A Historic Day For The Arctic National Wildlife Refuge
(This article originally appeared in The Hill.)
Today we celebrate a significant step forward for the protection of the Arctic National Wildlife Refuge and we say thank you, President Obama, for doing the right thing by finalizing the Refuge’s Comprehensive Conservation Plan (CCP) and including a Wilderness recommendation for the Arctic Refuge’s Coastal Plain. Please join us in saying thank you too!

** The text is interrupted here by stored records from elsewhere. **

PR #8606, opened 2024-08-17
feat:adding tests [EXT-5600]

david-shibley-contentful:
## Purpose

Tests are important

## Approach

Before:
Screenshot 2024-08-16 at 12 16 12 PM

After:
image


apps/sap-commerce-cloud/frontend/src/components/Field/Field.spec.tsx
```diff
@@ -0,0 +1,90 @@
...
+import { render } from '@testing-library/react';
+import { AppParameters } from '../../interfaces';
+import { vi } from 'vitest';
+
+describe('Field', () => {
+  it('should render', () => {
+    const { container } = render(
+      <Field
+        {...{
+          sdk: {
```
whitelisab, line 12: In a couple of these components it looks like you are creating a mock sdk to pass as a prop. We already have a `mockSdk` that can be used here: https://github.com/contentful/apps/blob/feat/sap-app-refactor-ext5483/apps/sap-commerce-cloud/frontend/src/__mocks__/mockSdk.ts. Maybe to reduce some duplicative code you could update this mock and use this instead?

apps/sap-commerce-cloud/frontend/src/components/ProductPreviews/SortableComponent.spec.tsx
whitelisab, line 1: Just curious to learn more about the changes in this file, why you changed where `act` is imported from and removed that assertion?

apps/sap-commerce-cloud/frontend/src/components/fields.spec.tsx
whitelisab, line 1: Is this the same as the `AppConfig/fields.spec.tsx` file? I see we have that `fields.ts` file in both places and I'm not sure that we should, maybe worth cleaning up at some point? Maybe an accidental copy/paste of the file at some point?

apps/sap-commerce-cloud/frontend/src/api/dataTransformers.spec.tsx
```diff
@@ -0,0 +1,33 @@
+import { productTransformer, baseSiteTransformer } from './dataTransformers';
+
+describe('dataTransformers', () => {
+  describe('productTransformer', () => {
+    it('transforms product data', () => {
+      const apiEndpoint = 'http://localhost:9002';
+      const skuIdsToSkusMap = { '123': 'product1' };
+      const baseSite = 'electronics-spa';
+      const item = {
+        id: '123',
```
whitelisab, line 10: Just a small suggestion to use the existing product mock here: https://github.com/contentful/apps/blob/feat/sap-app-refactor-ext5483/apps/sap-commerce-cloud/frontend/src/__mocks__/mockProductPreview.ts and to see if there are any other mocks used in a lot of these tests that you can extract into the mocks directory?

whitelisab (commented):
Awesome work on this, so great to see that comprehensive test coverage!  🤩 Added a few small comments for you to consider

apps/sap-commerce-cloud/frontend/src/api/dataTransformers.spec.tsx
david-shibley-contentful: can do! thanks :-D

apps/sap-commerce-cloud/frontend/src/components/Field/Field.spec.tsx
david-shibley-contentful: will do 👍

apps/sap-commerce-cloud/frontend/src/components/ProductPreviews/SortableComponent.spec.tsx
david-shibley-contentful: there was a warning about how act is deprecated and should be imported from react instead

david-shibley-contentful: I dont remember why I removed the assertion, its probably a mistake. I will put it back

apps/sap-commerce-cloud/frontend/src/api/dataTransformers.spec.tsx
david-shibley-contentful: honestly I think A LOT of stuff could be extracted

apps/sap-commerce-cloud/frontend/src/components/fields.spec.tsx
david-shibley-contentful: The files are sliiiiightly different but yeah the are basically the same

whitelisab (approved):
The mocks look great, thanks for doing that! I think ideally we might want to be on the most recent versions of those testing dependencies and it looks like you backed out of those changes to get things working. Perhaps something we can address in the ticket to upgrade dependencies?

PR #8618, opened 2024-08-19
Feat/adding eslint 2

david-shibley-contentful:
## Purpose

[EXT-5621](https://contentful.atlassian.net/browse/EXT-5621)

## Deployment

[EXT-5621]: https://contentful.atlassian.net/browse/EXT-5621?atlOrigin=eyJpIjoiNWRkNTljNzYxNjVmNDY3MDlhMDU5Y2ZhYzA5YTRkZjUiLCJwIjoiZ2l0aHViLWNvbS1KU1cifQ

### DIFF
--- a/apps/sap-commerce-cloud/frontend/package.json
+++ b/apps/sap-commerce-cloud/frontend/package.json
@@ -23,7 +23,9 @@
     "start": "vite",
     "build": "vite build",
     "test": "vitest --logHeapUsage --coverage",
-    "test:ci": "vitest"
+    "test:ci": "vitest",
+    "lint": "eslint 'src/**/*.{js,jsx,ts,tsx}'",
+    "lint:fix": "eslint 'src/**/*.{js,jsx,ts,tsx}' --fix"
   },
   "eslintConfig": {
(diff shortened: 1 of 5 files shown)


apps/sap-commerce-cloud/frontend/package.json
```diff
@@ -23,7 +23,9 @@
     "start": "vite",
     "build": "vite build",
     "test": "vitest --logHeapUsage --coverage",
-    "test:ci": "vitest"
+    "test:ci": "vitest",
+    "lint": "eslint 'src/**/*.{js,jsx,ts,tsx}'",
```
whitelisab, line 27: In several other apps, we have the `--max-warnings 0` option so that it will fail on CI if there are any warnings. Thoughts on adding that?

whitelisab (approved):
One small comment, otherwise looks good! 💪

apps/sap-commerce-cloud/frontend/package.json
david-shibley-contentful: great idea, thanks!

PR #8631, opened 2024-08-20
fix: sap small fixes []

whitelisab:
## Purpose

Removing console.logs, fixing typos, and making the linter happy.

Also fixed some issues in the `Field` and `Dialog` components that were causing tests to fail

### DIFF
--- a/apps/sap-commerce-cloud/frontend/package.json
+++ b/apps/sap-commerce-cloud/frontend/package.json
@@ -1,5 +1,5 @@
 {
-  "name": "@contenful/sap-commerce-cloud-frontend",
+  "name": "@contentful/sap-commerce-cloud-frontend",
   "version": "1.0.0",
   "private": true,
   "homepage": "./",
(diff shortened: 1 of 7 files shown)


jjolton-contentful (approved):
🧼

apps/sap-commerce-cloud/frontend/src/components/Dialog/Dialog.tsx
```diff
@@ -39,19 +39,16 @@ const Dialog: React.FC<DialogProps> = ({ sdk }) => {
...
-        query,
-        page,
-        sdk.parameters as SAPParameters,
-        setTotalPages
-      );
-      setProducts(products);
-      setErrors(errors);
-    };
-    return load;
+  const load = useCallback(async () => {
```
whitelisab, line 42: The Dialog tests were failing since this component wasn't actually loading since we weren't calling the load function

apps/sap-commerce-cloud/frontend/src/components/Field/Field.spec.tsx
```diff
@@ -16,16 +16,4 @@ describe('Field', () => {
     );
     expect(container).toMatchSnapshot();
   });
-
-  it('should update state value', () => {
```
whitelisab, line 20: These tests were failing with `TypeError: default is not a constructor`. I opted to just remove them since our tests should mimic behavior to trigger the function rather than call the internal methods directly

apps/sap-commerce-cloud/frontend/package.json
```diff
@@ -1,5 +1,5 @@
 {
-  "name": "@contenful/sap-commerce-cloud-frontend",
```
sarahlessner, line 2: 😬

sarahlessner (approved):
Looks good nice!!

Since the Alaska National Interest Lands Conservation Act (ANILCA) was passed in 1980, Congress has been fighting over what to do with the Coastal Plain. President Obama has shown great leadership and commitment to the Refuge by recognizing it as a remarkable ecosystem that supports a full spectrum of sub-arctic, arctic and marine habitats. Since the days of the Reagan administration, the U.S. Fish and Wildlife Service had been saddled with an outdated but technically still in place administrative position that recommended the Coastal Plain of the Arctic Refuge be opened to oil and gas exploration. The President’s new Wilderness recommendation erases the pro-development Reagan-era stance, establishes the official U.S. administrative position as protecting the Coastal Plain as Wilderness, and is a critical step towards a congressional Wilderness designation.
The Arctic Refuge is a sweeping landscape, bursting with wildflowers and framed by the awe-inspiring Brooks Mountain Range; it is unparalleled throughout the world. It is wild, it is spectacular, and it belongs to all Americans. And yet, its very existence remains under constant threat from outside interests that would plunder it for short-term profit from oil.
Preserving this cradle of life is a matter of basic human rights for the Gwich’in people; they deserve to live off their ancestral lands as they have for thousands of years. The Porcupine Caribou Herd, upon which the Gwich’in subsist, return to the Coastal Plain year after year to give birth to their young. Likewise, birds flock to the Refuge to nest from every state in the union and six continents. The Refuge’s Coastal Plain is the only place in the world that is home to grizzly, black and polar bears. Polar bears, in particular, are facing diminishing habitat and depend on the area to den and raise their young.
Like the Grand Canyon, Yosemite, and all the iconic places protected by those generations that have come before us, the Arctic National Wildlife Refuge must be here for future generations to enjoy. Our goal is and always has been to obtain the strongest possible protections for the Refuge and its Coastal Plain – this announcement will finally allow for on-the-ground management that is in line with preserving the area’s declared wilderness values. We hope Congress – after all these years – will follow President Obama’s lead and protect this sacred place once and for all by designating it as Wilderness.